JDK-4266357 : HttpURLConnection.connect() fails with <1 minute of invocations on WinNT
  • Type: Bug
  • Component: core-libs
  • Sub-Component: java.net
  • Affected Version: 1.3.0
  • Priority: P3
  • Status: Closed
  • Resolution: Fixed
  • OS: windows_nt
  • CPU: generic
  • Submitted: 1999-08-27
  • Updated: 2000-01-04
  • Resolved: 1999-12-20
The Version table provides details related to the release that this issue/RFE will be addressed.

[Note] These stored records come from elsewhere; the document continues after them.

PR #292, opened 2017-11-04
remove view_level selector

boris-dimitrov:
also fix recently introduced bug that was causing all categories
to show as "Uncategorized"

### DIFF
--- a/app/assets/javascripts/components/PipelineSampleReport.jsx
+++ b/app/assets/javascripts/components/PipelineSampleReport.jsx
@@ -8,11 +8,12 @@ class PipelineSampleReport extends React.Component {
     this.taxonomy_details = props.taxonomy_details[2];
     this.all_genera_in_sample = props.all_genera_in_sample;
     this.all_categories = props.all_categories;
-    this.applyViewLevel = this.applyViewLevel.bind(this);
     this.applyNewFilterThresholds = this.applyNewFilterThresholds.bind(this);
     this.applyExcludedCategories = this.applyExcludedCategories.bind(this);
     this.applyGenusFilter = this.applyGenusFilter.bind(this);
     this.expandOrCollapseGenus = this.expandOrCollapseGenus.bind(this);
+    this.expandTable = this.expandTable.bind(this);
+    this.collapseTable = this.collapseTable.bind(this);
     this.disableFilters = this.disableFilters.bind(this);
     this.enableFilters = this.enableFilters.bind(this);
   }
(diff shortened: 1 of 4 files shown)


app/assets/javascripts/components/PipelineSampleReport.jsx
```diff
@@ -161,13 +160,23 @@ class PipelineSampleReport extends React.Component {
...
-    if (attr[1] == 'fa-angle-right') {
-      e.target.attributes.class.nodeValue = `fa fa-angle-down ${taxId}`;
-    } else {
-      e.target.attributes.class.nodeValue = `fa fa-angle-right ${taxId}`;
-    }
-    e.nativeEvent.stopImmediatePropagation();
+    $(`.report-arrow.${taxId}`).toggleClass('hidden');
+  }
+
+  expandTable(e) {
```
boris-dimitrov: Note that the negative genera ("all taxa without genera" and "all artificial constructs") will not be expanded by the Table expander.    I thought this is how users would want it.   Let me know if I am wrong.

app/lib/report_helper.rb
```diff
@@ -358,14 +354,14 @@ def cleanup_names!(taxon_counts_2d)
...
-        elsif !(TaxonLineage::MISSING_LINEAGE_ID.values.include? tax_id)
+        elsif !(TaxonLineage::MISSING_LINEAGE_ID.values.include? tax_id) && tax_id != TaxonLineage::MISSING_SPECIES_ID_ALT
           tax_info['name'] += " #{tax_id}"
         end
       elsif !tax_info['name']
         missing_names.add(tax_id)
         tax_info['name'] = "Unnamed taxon #{tax_id}"
       end
-      category_id = tax_info.delete('superkindom_taxid')
+      category_id = tax_info.delete('superkingdom_taxid')
```
boris-dimitrov: this is the bugfix

app/lib/report_helper.rb
```diff
@@ -358,14 +354,14 @@ def cleanup_names!(taxon_counts_2d)
         tax_info['name'] = "All taxa without #{level_str} classification"
         if tax_id == TaxonLineage::BLACKLIST_GENUS_ID
           tax_info['name'] = "All artificial constructs"
-        elsif !(TaxonLineage::MISSING_LINEAGE_ID.values.include? tax_id)
+        elsif !(TaxonLineage::MISSING_LINEAGE_ID.values.include? tax_id) && tax_id != TaxonLineage::MISSING_SPECIES_ID_ALT
```
boris-dimitrov: this is also a bugfix

PR #294, opened 2017-11-06
Charles/verbose logs

cdebourcy:


boris-dimitrov:
I find in these situations it's good to flush on most python print statements.   One way to do it is replacing "print" with your own function "tsprint" where "ts" that roughly does this:
```
tsprint_lock = threading.RLock()

# Thread-safe and timestamped prints.
def tsprint(msg):
    ts = msstr(time.time()) + " "
    msg = ts + msg.replace("\n", "\n" + ts)
    with tsprint_lock:
        print msg

def msstr(t):
    # We do not use "{:.3f}".format(time.time()) because its result may be
    # up to 0.5 ms in the future due to rounding.  We want flooring here.
    s = str(int(t * 1000))
    return s[:-3] + "." + s[-3:]
```
Among the several advantages of this approach, you can add "flush" right at the end of the print function, so it doesn't need to be sprinkled everywhere.  It also works under both python 2.7 and 3.6+.

An alternative approach to using flush() is to unbuffer stdout.  Often that's done together with merging stdout and stderr.
```
    # Unbuffer stdout and redirect stderr into stdout.  This helps observe logged events in realtime.
    sys.stdout = os.fdopen(sys.stdout.fileno(), 'w', 0)
    os.dup2(sys.stdout.fileno(), sys.stderr.fileno())
```
The only disadvantage of that approach is that it does not work at all on python 3+.

boris-dimitrov:
For examples of tsprint and unbuffer see https://github.com/boris-dimitrov/eversnap/blob/master/eversnap.py

cdebourcy:
Thanks @boris-dimitrov ! I've added stdout unbuffering but not tsprint since stdout will have cloudwatch time stamps and the logfile will have time stamps produced by TimeFilter

aws_batch/pipeline.py
```diff
@@ -468,7 +468,10 @@ def return_merged_dict(dict1, dict2):
 
 def execute_command(command):
     print command
+    sys.stdout.flush()
     output = subprocess.check_output(command, shell=True)
+    print output
+    sys.stdout.flush()
     return output
 
 def wait_for_server(service_name, command, max_concurrent):
```
boris-dimitrov: 1) I find it helpful to log messages whenever a wait for a resource can happen.

2) May be the AWS queuing system can handle that wait?

3) Otherwise it's also possible to package the wait like so:

```
    with SharedResource(resource_type="gsnap instance", requestor=job, priority="high", max_wait=3600) as gsnap_instance:
        gsnap_instance.run(job)
```

where the `__enter__` and `__exit__` functions implementing this block functionality will do the appropriate things, including raise an exception if the max_wait is exceeded.

4) The running of the job too can be encapsulated in such a block, in a way that enforces timeouts, requires keepalives, and allows you to filter the subprocess output.   Usually this is done using  a few more python threads. 

An individual log listener could be as simple as a thread that just gets lines from the subprocess stdout and inspects those lines and/or puts some of them into a queue from which another thread consumes and tsprints into the main process output log, possibly adding annotations that indicate which subprocess they belong to.

boris-dimitrov:
You may need tsprint as soon as you start using multiple python threads (without the timestamps, I guess, though it wouldn't hurt to have the tsprint timestamps, because the Cloudwatch ones can't possibly be of a useful time resolution -- the infrastructure that generates them doesn't even pick up the line until some time after they are flushed, does it?)

aws_batch/pipeline.py
```diff
@@ -468,9 +468,24 @@ def return_merged_dict(dict1, dict2):
...
+    print command
+    sys.stdout.flush()
+    process2 = subprocess.Popen("touch %s ; tail -f %s" % (progress_file, progress_file), shell=True)
+    process = subprocess.Popen(command, shell=True, stdout=subprocess.PIPE)
+    while True:
+        line = process.stdout.readline().rstrip()
+        if not line: break
+        print line
+    process.wait()
+    process2.kill()
```
boris-dimitrov: Pretty cool, tho as we discussed the lines can get broken and interleaved in this technique.   Also, for output to be emitted in realtime you'd need the unbuffering trick.  As is, your output will not flush after each line.

Of course, if you do unbuffer, then you could just
```
tail = subprocess.Popen("touch %s ; tail -f %s" % (progress_file, progress_file), shell=True)
try:
  subprocess.check_call(command, shell=True)
finally:
  subprocess.kill(tail)
```

cdebourcy: Thank you @boris-dimitrov ! Changed it in charles/verbose-logs-2

PR #296, opened 2017-11-07
Star partitions

yunfangjuan:
STAR Indexing partitioning
Test Plan
- Run indexing.py on science.czi-e.com
- Run pipeline.py on sciece.czi-e.com 

Ensure everything works with the right output.

### DIFF
--- a/aws_batch/indexing.py
+++ b/aws_batch/indexing.py
@@ -13,6 +13,8 @@ STAR="STAR"
 BOWTIE2_BUILD="bowtie2-build"
 
 STAR_INDEX_OUT = 'STAR_genome.tar.gz'
+MAX_STAR_PART_SIZE = 3252010122
+
 BOWTIE2_INDEX_OUT = 'bowtie2_genome.tar.gz'
 
 ### Example usage of the present script:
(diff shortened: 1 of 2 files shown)


aws_batch/pipeline.py
```diff
@@ -784,6 +784,23 @@ def run_sample(sample_s3_input_path, sample_s3_output_path,
...
+                           '--outFilterMatchNminOverLread', '0.5',
+                           '--outReadsUnmapped', 'Fastx',
+                           '--outFilterMismatchNmax', '999',
+                           '--outSAMmode', 'None',
+                           '--clip3pNbases', '0',
+                           '--runThreadN', str(multiprocessing.cpu_count()),
+                           '--genomeDir', genome_dir,
+                           '--readFilesIn', fastq_file_1, fastq_file_2]
+    if fastq_file_1[-3:] == '.gz':
+        ['--readFilesCommand', 'zcat']
```
cdebourcy: star_command_params.extend(['--readFilesCommand', 'zcat']) ?

aws_batch/pipeline.py
```diff
@@ -798,23 +815,25 @@ def run_star(sample_name, fastq_file_1, fastq_file_2, star_genome_s3_path,
...
+        num_parts = int(open("%s/STAR_genome/parts.txt" % REF_DIR, 'rb').read())
+        part_idx = 0
+        tmp_result_dir = "%s/star-part-%d" % (scratch_dir, part_idx)
+        run_star_part(tmp_result_dir, REF_DIR + "/STAR_genome/part-%d" % part_idx, fastq_file_1, fastq_file_2)
+        for i in range(1, num_parts):
+            fastq_1 = "%s/Unmapped.out.mate1" % tmp_result_dir
+            fastq_2 = "%s/Unmapped.out.mate2" % tmp_result_dir
+            tmp_result_dir = "%s/star-part-%d" % (scratch_dir, i)
+            run_star_part(tmp_result_dir, REF_DIR + "/STAR_genome/part-%d" % i, fastq_1, fastq_2)
+        # extract out unmapped files
```
cdebourcy: nice...

aws_batch/pipeline.py
yunfangjuan: good catch. meant to do +=

aws_batch/indexing.py
```diff
@@ -25,20 +27,62 @@ def execute_command(command):
...
+
+            if line[0] == '>': # got a new read
+                current_output_file.write(current_read)
+                current_size += len(current_read)
+                current_read = line
+            else:
+                current_read += line
+        current_output_file.write(current_read)
+        current_output_file.close()
+    return fasta_file_list
```
boris-dimitrov: I see a couple of bugs here.

First, current_size is not initialized when it is first accessed.

Second, the last read in the input file is lost (never output).

aws_batch/indexing.py
```diff
@@ -25,20 +27,62 @@ def execute_command(command):
...
 
+def split_fasta(fasta_file, max_fasta_part_size):
+    fasta_file_list = []
+    part_idx = 0; current_size = 0
+    current_output_file_name = "%s.%d" % (fasta_file, part_idx)
+    current_output_file = open(current_output_file_name, 'wb')
+    fasta_file_list.append(current_output_file_name)
+    with open(fasta_file, 'rb') as input_f:
+        current_read = input_f.readline()
+        for line in input_f:
```
boris-dimitrov: i believe in python 2.7 this "for line in input_f" reads the entire file in memory.

aws_batch/indexing.py
yunfangjuan: line 32: part_idx = 0; current_size = 0 
line 53: current_output_file.write(current_read)

aws_batch/indexing.py
yunfangjuan: https://stackoverflow.com/questions/8009882/how-to-read-large-file-line-by-line-in-python

boris-dimitrov: there is a small probability the last fragment would be very short

aws_batch/indexing.py
```diff
@@ -25,20 +27,62 @@ def execute_command(command):
     output = subprocess.check_output(command, shell=True)
     return output
 
+def split_fasta(fasta_file, max_fasta_part_size):
+    fasta_file_list = []
+    part_idx = 0; current_size = 0
```
boris-dimitrov: I totally missed this semicolon, could you put on second line :P)

aws_batch/indexing.py
boris-dimitrov: yeah i just found that stackoverflow question myself, the answer says this is good for python versions >= 2.6

i think if this doesn't blow up for our 4GB file we are good :)

yunfangjuan: yeah. i tested the indexing part. it works.

aws_batch/indexing.py
```diff
@@ -25,20 +27,62 @@ def execute_command(command):
...
+    for i in range(len(fasta_file_list)):
+        print "start making STAR index part %d" % i
+        star_genome_part_dir = "%s/part-%d" % (star_genome_dir_name, i)
+        star_command_params = ['cd', scratch_dir, ';',
+                               'mkdir -p ', star_genome_part_dir, ';',
+                               STAR, '--runThreadN', str(multiprocessing.cpu_count()),
+                               '--runMode', 'genomeGenerate',
+                               '--genomeDir', star_genome_part_dir,
+                               '--genomeFastaFiles', fasta_file_list[i]]
+        execute_command(" ".join(star_command_params))
```
boris-dimitrov: I've heard that Python 3.6 has interpolated strings.   :)

aws_batch/pipeline.py
```diff
@@ -798,23 +815,25 @@ def run_star(sample_name, fastq_file_1, fastq_file_2, star_genome_s3_path,
...
-                           '--genomeDir', REF_DIR + '/STAR_genome',
-                           '--readFilesIn', fastq_file_1, fastq_file_2]
-    execute_command(" ".join(star_command_params))
-    logging.getLogger().info("finished job")
-    # extract out unmapped files
-    execute_command("cp %s/%s %s/%s;" % (scratch_dir, 'Unmapped.out.mate1', result_dir, STAR_OUT1))
-    execute_command("cp %s/%s %s/%s;" % (scratch_dir, 'Unmapped.out.mate2', result_dir, STAR_OUT2))
+    # Check if parts.txt file exists, if so use the new version of (partitioned indices). Otherwise, stay put
+    if os.path.isfile("%s/STAR_genome/parts.txt" % REF_DIR):
+        num_parts = int(open("%s/STAR_genome/parts.txt" % REF_DIR, 'rb').read())
```
boris-dimitrov: are we worried about leaking file descriptors?   i guess this is not a long running process?

yunfangjuan: sure. i can close it.

aws_batch/pipeline.py
boris-dimitrov: nice optimization

should we delete the unmapped files after we are done with them?

curious if for the very big jobs (4GB input) this will increase time due to writing out all the unmapped files... if we split the input into N parts, then the amount of intermediate output will be input_size*(N-1)/2

also for the case when we run this in parallel, may be useful to just turn off the unmapped output?  or send it to /dev/null

boris-dimitrov: oh i see we actually need the unmapped ones for the overall result

yunfangjuan: yes

PR #297, opened 2017-11-07
fix genome selection

cyrielo:
This PR fixes the genus selection bug in the sample create form


sadelokiki:
Thanks! Please change initial value of this.state.hostName to this.state.host

yunfangjuan:
I just checked out the branch and it's not working if you test on samples/new

cdebourcy:
same here

cyrielo:
You're right @yunfangjuan, it would need to send the updated host id. @sadelokiki would look into it to update the PR

yunfangjuan:
i have a fix for this. you can close the pr now. I will submit it shortly.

Unresolved : Release in which this issue/RFE will be addressed.
Resolved: Release in which this issue/RFE has been resolved.
Fixed : Release in which this issue/RFE has been fixed. The release containing this fix may be available for download as an Early Access Release or a General Availability Release.

To download the current JDK release, click here.
Other
1.3.0 kestrelFixed
Related Reports
Relates :  
Description
daniel.daugherty@Eng 1999-08-27

The HttpVersionTest test application fails in less than one minute on
WinNT 4.0 with JDK-Kestrel Build D. I ran the same test for an hour on
Win98 and on Solaris 2.6 without a problem. There appears to be some
sort of resource leak on WinNT that does not happen on the other
platforms.

I modified the HttpRequestDriver to keep statistics about the number of
connect() calls made during the test run. On a freshly rebooted 400 MhZ
Pentium II with 64MB of memory, the stats are:

    WinNT% java HttpVersionTest -l 1m 1.1 owjones
    connTotalCount=8608
    connFailCount=1164
    connPassCount=7444
    connFirstFail=3978
    FINALSTATUS:HttpVersionTest:EXIT_ERROR:2:Number of ERRORS:2328:TEST INCOMPLETE

There appears to be some resource reclaiming going on because the first
failure occurs on the 3978'th call to connect(), but after that point,
only 25% of the calls fail.

On a freshly rebooted 400 MhZ Pentium II with 64MB of memory with the
-Xint option, the stats are:

    WinNT% java -Xint HttpVersionTest -l 1m 1.1 owjones
    connTotalCount=6912
    connFailCount=735
    connPassCount=6177
    connFirstFail=3978
    FINALSTATUS:HttpVersionTest:EXIT_ERROR:2:Number of ERRORS:1470:TEST INCOMPLETE

Running the client on my Solaris 2.6 machine (same machine on which the
server is running):

    S2.6% java HttpVersionTest -l 1m 1.1 owjones
    connTotalCount=4768
    connFailCount=0
    connPassCount=4768
    connFirstFail=-1
    FINALSTATUS:HttpVersionTest:EXIT_PASS:0:TEST PASSED

Running the client on my Win98 machine (450 MhZ Pentium III with 64 MB
of memory):

    Win98% java HttpVersionTest -l 1m 1.1 owjones
    connTotalCount=8192
    connFailCount=0
    connPassCount=8192
    connFirstFail=-1
    FINALSTATUS:HttpVersionTest:EXIT_PASS:0:TEST PASSED

This failure happens with most of the new HTTP tests when they are run
for 1 minute instead of 1 iteration on WinNT. The ability to run for a
specific amount of time is a recent addition to this part of the
java.net test suite which is why this problem was not seen before.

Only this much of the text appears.